The U.S. military is denying any involvement in an incident yesterday in which a high-level terrorist meeting at a safe house in Pakistan was stormed by a mariachi wedding band.
The meeting between senior al Qaeda leaders and high-ranking members of the Pakistan-based Haqqani network at a safe house the city of Peshawar, close to the Afghan-Pakistan border, broke up in disarray after the musicians turned up at the heavily-guarded compound and burst through the gates performing its repertoire of classic Mexican wedding music.
The incident has raised diplomatic tensions between the U.S. and Pakistani governments and has drawn demands for a formal apology from opposition politicians, who have long complained about U.S. drone strikes carried out unilaterally inside the country, which they claim mainly kill civilians.
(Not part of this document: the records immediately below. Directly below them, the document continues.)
PR #1882, opened 2022-02-19
rm Flux.Zeros

mcabbott:
This is the same change as #1407, but easier to replace than to rebase.

This year's motivation for killing Flux.Zeros is that its broadcasting rules are broken for what's needed in #1881. Last year, and the one before... well, there's a long history. The extent of this thing was reduced in #1379.

Closes #1407. Fixes #1392. Fixes  #1402. Does not re-break #1332.


src/deprecations.jl
```diff
@@ -17,3 +17,12 @@ zeros32(::Type, dims...) = throw(ArgumentError("Flux.zeros32 is always Float32,
 
 # v0.13 deprecations
 @deprecate frequencies(xs) group_counts(xs)
+
+struct Zeros # was used both Dense(10, 2, initb = Zeros) and Dense(rand(2,10), Zeros()), long ago
+   function Zeros()
+     Base.depwarn("Flux.Zeros is no more, has ceased to be, is bereft of life, is an ex-boondoggle... please simply use bias=false instead", :Zeros)
```
darsnack, line 23: Cute, I definitely laughed, but a shorter warning would be better?

test/utils.jl
```diff
@@ -407,16 +351,16 @@ end
...
-    @testset "$b1 to $b2" for (b1, b2, be) in (
-      (Flux.zeros32, Flux.ones32, Flux.ones32),   # Load ones as bias to a model with zeros as bias -> model gets ones as bias
-      (Flux.ones32, nobias, Flux.zeros32), # Load Zeros as bias to a model with ones as bias-> model gets zeros as bias
-      (nobias, Flux.ones32, nobias),     # Load ones as bias to a model with Zeros as bias-> model bias does not change
-    )
-      m1 = dm(b1)
-      m2 = dm(b2)
-      loadparams!(m1, b1 == nobias ? weights(m2) : pararray(m2))
-      testdense(m1, be)
-    end
```
mcabbott, line 419: These are the tests where I'm not quite sure what's being tested or what the intent is. Does anyone know?

darsnack: I think the intent is if the model already has the `bias` as `false` (`Zeros`), then loading a numeric bias into it should be ignored. The opposite direction is not true, loading a `false` (`Zeros`) into a numeric bias should zero-out the entries of the numeric bias without disabling it.

darsnack: These are some special cases that could easily be handled in #1875.

src/deprecations.jl
ToucheSir: Yes, leaving it as a comment would be fine though. Ideally with a mention of pining for the fjords.

mcabbott: I hope this will seldom be called, since the API has been to use `bias=false` for a long time. But I think there should be some depwarn, and (clearly) I don't think really needs to be dead-minimal and completely straight-faced.

test/utils.jl
mcabbott: Ok, will fiddle a bit. But possibly test these facts in a less awful way.

mcabbott: 8acad3e adds some tests. 

> loading a false (Zeros) into a numeric bias should zero-out the entries of the numeric bias without disabling it.

This does not happen on tagged flux, nor with this PR. I've marked it broken.

>  if the model already has the bias as false (Zeros), then loading a numeric bias into it should be ignored. 

This is the current behaviour, and is unchanged here. But there is some chance it ought to be an error, at least when the source vector isn't zero.

As you say, these can be adjusted as desired with structural `loadparams!` alla #1875.

src/utils.jl
```diff
@@ -441,17 +441,17 @@ rand32(dims...) = Base.rand(Float32, dims...)
...
-    create_bias(weights, bias, length)
+    create_bias(weights, bias, size...)
 
 Return a bias parameter for a layer, based on the value given
 to the constructor's keyword `bias=bias`.
 
 * `bias == true` creates a zero vector, of the same type as weights.
-* `bias == false` returns `Zeros()`, a special struct which exists only to encode the absence of bias.
+* `bias == false` returns `false` now, which is understood by AD to be non-differentiable.
 * `bias::AbstractArray` uses the array provided, provided it has the correct size and eltype. If the type is wrong, it will be converted.
```
mcabbott, line 451: This line is a lie, it does not at present fix eltypes. I think I'd prefer it to insist they match, is there a use for differing types which isn't just a mistake?

mcabbott: For now I edited the words to match the code.

test/utils.jl
DrChainsaw: Trying to make some amends for awful code :)

The tests are indeed testing some edge cases which one might want to error, .e.g loading params from a model without bias into one which has. The behaviour of `loadparams!` was a hot topic in the previous iteration of no bias (although I feel it might have been a proxy for some other more ideological issue) and I just tried to test what the code kind of tried to do.

I think I was a bit worried that testing with just a dense layer as the model would mask alot of errors just because the bias happened to be the last parameter in the list of parameters (and therefore easily ignored by `zip`). Using a `Chain` with multiple dense makes the tests a bit more verbose but I fully admit that I went overboard with helper functions (and "succinct" naming) here.

Furthermore, the test in https://github.com/FluxML/Flux.jl/commit/8acad3e074a40522c30594a54e80d8b3e08cb5ea which is marked as broken fails only because Params does not collect the bias, so I guess one can just replace it with e.g. `[m0.weights, m0.bias]`.

I suppose this is all pretty moot if #1875 will anways change the behaviour of `loadparams!` (hopefully to make it more fail-fast).

mcabbott: Hah, well thanks for having a thick skin! Somehow I thought these tests were from the beginning of time... they certainly matched the surrounding code style perfectly. 

I've changed the test to use a Chain. Now all the mismatched cases are errors, before and after the PR. 

Because while `Params` claims to be an IdSet of parameters, in fact `loadparams!` relies on the order in vector of parameters. I have no idea whether that's a bug or a feature, the whole thing is hopelessly under-specified. Nevertheless, `Flux.params` is clearly the public interface here, and using that, mismatched models in `loadparams!` gave an error before this PR, and still give an error after it.

You can make it do other things by constructing this internal vector of parameters yourself. You can put numbers in there:
```
julia> false in Params([[1 2; 3 4], false])
true
```
which was what https://github.com/FluxML/Flux.jl/pull/1731 wanted to make an error, since they don't fit with the IdSet picture at all. No doubt you can construct vectors which make `loadparams!` do almost anything, or fail at anything. Are we obliged to preserve any of that?

DrChainsaw: > they certainly matched the surrounding code style perfectly.

Nice save 🙂 

> You can make it do other things by constructing this internal vector of parameters yourself.

Yeah, this is probably the key point w.r.t this issue. While one can put `false` in there, it has no more relevance to "no bias" than putting `13.44` and whether or not this is something that should work in `loadparams!` does not belong here (don't have a strong opinion fwiw).

mcabbott: Shall we do this? Maybe it's time.

src/utils.jl
```diff
@@ -441,17 +441,18 @@ rand32(dims...) = Base.rand(Float32, dims...)
...
+    create_bias(weights, bias, size...)
 
 Return a bias parameter for a layer, based on the value given
 to the constructor's keyword `bias=bias`.
 
-* `bias == true` creates a zero vector, of the same type as weights.
-* `bias == false` returns `Zeros()`, a special struct which exists only to encode the absence of bias.
-* `bias::AbstractArray` uses the array provided, provided it has the correct size and eltype. If the type is wrong, it will be converted.
+* `bias == true` creates a trainable array of the given size, of the same type as `weights`, initialised to zero.
+* `bias == false` returns `false` now, which is understood by AD to be non-differentiable.
```
CarloLucibello, line 450:
```suggestion
* `bias == false` returns `false`, which is understood by AD to be non-differentiable.
```

test/utils.jl
```diff
@@ -442,6 +375,26 @@ end
...
+  @test m1[1].bias == 7:9
+  @test sum(m1[1].weight) == 21
+
+  # load from a model without bias -- should ideally recognise the `false` but `Params` doesn't store it
+  @test_broken Flux.loadparams!(m1, Flux.params(m0))
+  @test_broken iszero(m1[1].bias)
+  @test sum(m1[1].weight) == 6  # written before error
+
+  # load into a model without bias -- should it ignore the parameter which has no home, or error?
+  @test_broken Flux.loadparams!(m0, Flux.params(m2))
```
CarloLucibello, line 393: I think being strict and erroring is fine. Also not worth thinking too much about this now as we phase out `Params`.

CarloLucibello (approved):

src/layers/basic.jl
```diff
@@ -301,7 +301,7 @@ end
     Bilinear((in1, in2) => out, σ=identity; bias=true, init=glorot_uniform)
     Bilinear(W::AbstractArray, [bias, σ])
 
-Creates a bilinear layer, which operates on two inputs at the same time.
+Creates a fully connected layer which operates on two inputs.
```
darsnack, line 304: I thought the old version was clearer

darsnack (approved):
Think it's better to deal with the `loadparams!` separately in  #1875.

src/layers/basic.jl
mcabbott: What I would like to do is to remove all docstrings which explain "X" by saying "This makes an X", because that seems circular.

Maybe this can be better without being self-referential?

darsnack: Ah, I see that makes sense. Maybe leave in the "at the same time." part?

mcabbott: Maybe like so, or perhaps too wordy?
```suggestion
Creates a fully connected layer which operates on two inputs at the same time,
with a learned weight for every triple of two input elements and an output element `x[i], y[j], z[k]`.

```

darsnack: Yeah might be too confusing. What about
```suggestion
Creates a fully connected layer which operates on two inputs at the same time,
with a separate learned weight for each input-output pair.
```

mcabbott: Maybe just:
```suggestion
Creates a layer which is fully connected between two inputs and the output, and otherwise like [`Dense`](@ref).
```
"fully connected" as an adjective, since as a noun "fully connected layer" it sort-of means Dense. And leave further description to the formula two lines down.

ToucheSir: I think the PyTorch description is pretty short and sweet: https://pytorch.org/docs/stable/generated/torch.nn.Bilinear.html. The current docstring takes 3-4 sentences to say basically the same thing.

mcabbott: That hides a lot though, as the formula is for a scalar output. But they have a stronger tradition of mysterious auto-broadcasting over extra dimensions (you are to infer that the extra dimension of A goes to the output, while those of x & y are zipped together) which their "shape" section unpacks a little. 

And I'm not sure whether saying "bilinear transformation" breaks the circular definition rule. Theirs doesn't include activation, but it does include bias, and thus isn't really linear in its inputs.

mcabbott: Anyway maybe this is good enough? Sorry about the tangent, didn't want to re-write the whole thing, just regard circularity as a bug to be fixed when noticed.

darsnack: Last suggestion is good for me

mcabbott: Done! Thanks all.

ToucheSir: I think the shape section is great and we ought to add it for all Flux layers instead of the ad-hoc current state of things, but that's a discussion for another issue. The main point is that we tend to spend a lot of prose on descriptions that could be captured with less, more structured doc text.

mcabbott: Yes that's probably true. And bad prose is worse than mediocre structured info.

One simple way to do this is to add `size` examples. If you pick distinct primes for the sizes then they can fix the result, without adding another layer of "what does this notation mean?" to things, and without the "maybe that's a typo?" worry as it's tested.

In the Pytorch one, what's the distinction between ``H_in1`` and `in1_feature` exactly, are those two things or the same thing? And they resort to prose for "All but the last dimension of the inputs should be the same." which I think is saying that the * and the N mean the same thing, there is no broadcasting. (But can the N be omitted entirely? Maybe not.)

A spokesman for the main opposition group in parliament, the Pakistan Peoples Party (PPP), told the Dandy Goat, “This is yet another flagrant American violation of our territorial integrity and sovereignty.”
A spokeswoman for wedding planners Days To Remember told the Dandy Goat the band was supposed to perform at a wedding taking place at the U.S. consulate in the city. “They saw a crowd of people gathering in and around a compound with a large number of SUVs parked outside, and assumed that was where the wedding was taking place,” said the spokeswoman. “It’s an easy mistake to make.”
“We would never deliberately send a mariachi band to play at a meeting of terrorists,” she added. “They were expecting to perform for an audience consisting mainly of innocent women, children and old people. They didn’t expect to encounter a large number of armed fighting-age males.”
The Haqqanis and al Qaeda are known to go to great lengths to ensure their security. “They avoid using cell phones or satellite communications, as emissions from these devices can be used by the Americans to guide airstrikes or drone attacks,” said one leading security analyst. “But they reckoned without a band of gaudily dressed musicians in sombreros simply walking through the front gate strumming funny guitars and shaking maracas.”
Witnesses say they observed a number of men fleeing the building in the early hours of Wednesday morning with their hands over their ears, screaming. The hard-line interpretation of Islam embraced by groups such as al Qaeda and the Haqqanis forbids any public performance of music, particularly upbeat Mexican ballads about passionate young newlyweds locking their mouths in endless kisses.